Stored data:
══════════════════════════════
PR #55608, opened 2025-06-08
pipelines: Add test/pip-check

dannf:
- **pipelines: add test/pip-check**
- **py3-google-auth: Respect upstream's cachetools pin**

### DIFF
--- a/pipelines/test/tw/pip-check.yaml
+++ b/pipelines/test/tw/pip-check.yaml
@@ -1,0 +1,22 @@
+name: Run 'pip check' to verify runtime deps.
+
+needs:
+  packages:
+    - tw-pip-check
+
+inputs:
+  python:
+    description: path to python interpreter to use
+    default: DEFAULT
+
+pipeline:
+  - name: "pip check"
+    runs: |
+      set +x
+      python="${{inputs.python}}"
+
+      if [ "$python" = "DEFAULT" ]; then
+        tw-pip-check
+      else
+        tw-pip-check --python="$python"
+      fi
--- a/py3-google-auth.yaml
+++ b/py3-google-auth.yaml
@@ -1,7 +1,7 @@
 package:
   name: py3-google-auth
   version: "2.40.3"
-  epoch: 0
+  epoch: 1
   description: Google Authentication Library
   copyright:
     - license: Apache-2.0
@@ -32,6 +32,10 @@ pipeline:
       tag: v${{package.version}}
       expected-commit: ca94ead4035beea4741dc5384449032f8e6f75d8
 
+  - runs: |
+      # Fail to let us know we can unpin
+      grep '"cachetools>=2.0.0,<6.0"' setup.py
+
 subpackages:
   - range: py-versions
     name: py${{range.key}}-${{vars.pypi-package}}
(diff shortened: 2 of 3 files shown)


smoser:
I think this is a win.

I had added pip-check once before, in a #24499 .  It was dropped after discussion with Pris.  Summary can be seen in 2583b5d0c3d95752291596fa50ae6e6e932f3b70 . more details in [slack thread](https://chainguard-dev.slack.com/archives/C06A87T8N66/p1721755310929879).  The summary was "melange sca should do that".

The version there uses pip-zipapp to avoid the pip dependency, and also has a default behavior so it does not need it input.  I think both of those are useful improvements.

I'd also like to suggest moving this to tw where it can be more centrally updated. While I do think that is a more easily maintainable solution, I wouldn't block on that.  (I'd love to see all the pipelines/py moved there to reduce the yaml-shell to one place.

pipelines/test/pip-check.yaml
```diff
@@ -0,0 +1,15 @@
...
+inputs:
+  python:
+    description: python interpreter to use
+
+pipeline:
+  - name: "pip check"
+    runs: |
+      if ! ${{inputs.python}} -c 'import pip' > /dev/null 2>&1; then
+        pyver=$(${{inputs.python}} -c \
+          "import sys; print('.'.join(sys.version.split('.')[:2]))")
```
justinvreeland: Nit: you should use `version_info` or one of the tuples from platform to avoid pulling in weird version info.  Though with the split it's not a huge deal here.


https://docs.python.org/3/library/sys.html#sys.version

dannf: good call, fixed.

dannf:
> I think this is a win.
> 
> I had added pip-check once before, in a #24499 . It was dropped after discussion with Pris. Summary can be seen in [2583b5d](https://github.com/wolfi-dev/os/commit/2583b5d0c3d95752291596fa50ae6e6e932f3b70) . more details in [slack thread](https://chainguard-dev.slack.com/archives/C06A87T8N66/p1721755310929879). The summary was "melange sca should do that".

IIUC, the argument is that `melange` should just magically add the deps instead of failing a test later. I don't disagree. We're asking a dev to manually add deps that it could just figure out. And those deps could become unnecessary overtime.  But `melange` can't do that today, and in the meantime we have broken packages. And there's nothing wrong with testing the result anyway.

> The version there uses pip-zipapp to avoid the pip dependency, and also has a default behavior so it does not need it input. I think both of those are useful improvements.
> 
> I'd also like to suggest moving this to tw where it can be more centrally updated. While I do think that is a more easily maintainable solution, I wouldn't block on that. (I'd love to see all the pipelines/py moved there to reduce the yaml-shell to one place.

OK, your version is better. Let me shove it in `tw`.

nit: one thing that feels disorganized is that we have some test pipelines under `test/`, and others under their ecosystem name (e.g. `py/`). I ended up putting mine under `test/` because it feels very akin to `ldd-check`.

dannf:
> OK, your version is better. Let me shove it in `tw`.

https://github.com/chainguard-dev/tw/pull/95

smoser (approved):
══════════════════════════════
Exercise brief
Every record shown above must be echoed exactly.

Reply
PR #55608, opened 2025-06-08
pipelines: Add test/pip-check

dannf:
- **pipelines: add test/pip-check**
- **py3-google-auth: Respect upstream's cachetools pin**

### DIFF
--- a/pipelines/test/tw/pip-check.yaml
+++ b/pipelines/test/tw/pip-check.yaml
@@ -1,0 +1,22 @@
+name: Run 'pip check' to verify runtime deps.
+
+needs:
+  packages:
+    - tw-pip-check
+
+inputs:
+  python:
+    description: path to python interpreter to use
+    default: DEFAULT
+
+pipeline:
+  - name: "pip check"
+    runs: |
+      set +x
+      python="${{inputs.python}}"
+
+      if [ "$python" = "DEFAULT" ]; then
+        tw-pip-check
+      else
+        tw-pip-check --python="$python"
+      fi
--- a/py3-google-auth.yaml
+++ b/py3-google-auth.yaml
@@ -1,7 +1,7 @@
 package:
   name: py3-google-auth
   version: "2.40.3"
-  epoch: 0
+  epoch: 1
   description: Google Authentication Library
   copyright:
     - license: Apache-2.0
@@ -32,6 +32,10 @@ pipeline:
       tag: v${{package.version}}
       expected-commit: ca94ead4035beea4741dc5384449032f8e6f75d8
 
+  - runs: |
+      # Fail to let us know we can unpin
+      grep '"cachetools>=2.0.0,<6.0"' setup.py
+
 subpackages:
   - range: py-versions
     name: py${{range.key}}-${{vars.pypi-package}}
(diff shortened: 2 of 3 files shown)


smoser:
I think this is a win.

I had added pip-check once before, in a #24499 .  It was dropped after discussion with Pris.  Summary can be seen in 2583b5d0c3d95752291596fa50ae6e6e932f3b70 . more details in [slack thread](https://chainguard-dev.slack.com/archives/C06A87T8N66/p1721755310929879).  The summary was "melange sca should do that".

The version there uses pip-zipapp to avoid the pip dependency, and also has a default behavior so it does not need it input.  I think both of those are useful improvements.

I'd also like to suggest moving this to tw where it can be more centrally updated. While I do think that is a more easily maintainable solution, I wouldn't block on that.  (I'd love to see all the pipelines/py moved there to reduce the yaml-shell to one place.

pipelines/test/pip-check.yaml
```diff
@@ -0,0 +1,15 @@
...
+inputs:
+  python:
+    description: python interpreter to use
+
+pipeline:
+  - name: "pip check"
+    runs: |
+      if ! ${{inputs.python}} -c 'import pip' > /dev/null 2>&1; then
+        pyver=$(${{inputs.python}} -c \
+          "import sys; print('.'.join(sys.version.split('.')[:2]))")
```
justinvreeland: Nit: you should use `version_info` or one of the tuples from platform to avoid pulling in weird version info.  Though with the split it's not a huge deal here.


https://docs.python.org/3/library/sys.html#sys.version

dannf: good call, fixed.

dannf:
> I think this is a win.
> 
> I had added pip-check once before, in a #24499 . It was dropped after discussion with Pris. Summary can be seen in [2583b5d](https://github.com/wolfi-dev/os/commit/2583b5d0c3d95752291596fa50ae6e6e932f3b70) . more details in [slack thread](https://chainguard-dev.slack.com/archives/C06A87T8N66/p1721755310929879). The summary was "melange sca should do that".

IIUC, the argument is that `melange` should just magically add the deps instead of failing a test later. I don't disagree. We're asking a dev to manually add deps that it could just figure out. And those deps could become unnecessary overtime.  But `melange` can't do that today, and in the meantime we have broken packages. And there's nothing wrong with testing the result anyway.

> The version there uses pip-zipapp to avoid the pip dependency, and also has a default behavior so it does not need it input. I think both of those are useful improvements.
> 
> I'd also like to suggest moving this to tw where it can be more centrally updated. While I do think that is a more easily maintainable solution, I wouldn't block on that. (I'd love to see all the pipelines/py moved there to reduce the yaml-shell to one place.

OK, your version is better. Let me shove it in `tw`.

nit: one thing that feels disorganized is that we have some test pipelines under `test/`, and others under their ecosystem name (e.g. `py/`). I ended up putting mine under `test/` because it feels very akin to `ldd-check`.

dannf:
> OK, your version is better. Let me shove it in `tw`.

https://github.com/chainguard-dev/tw/pull/95

smoser (approved):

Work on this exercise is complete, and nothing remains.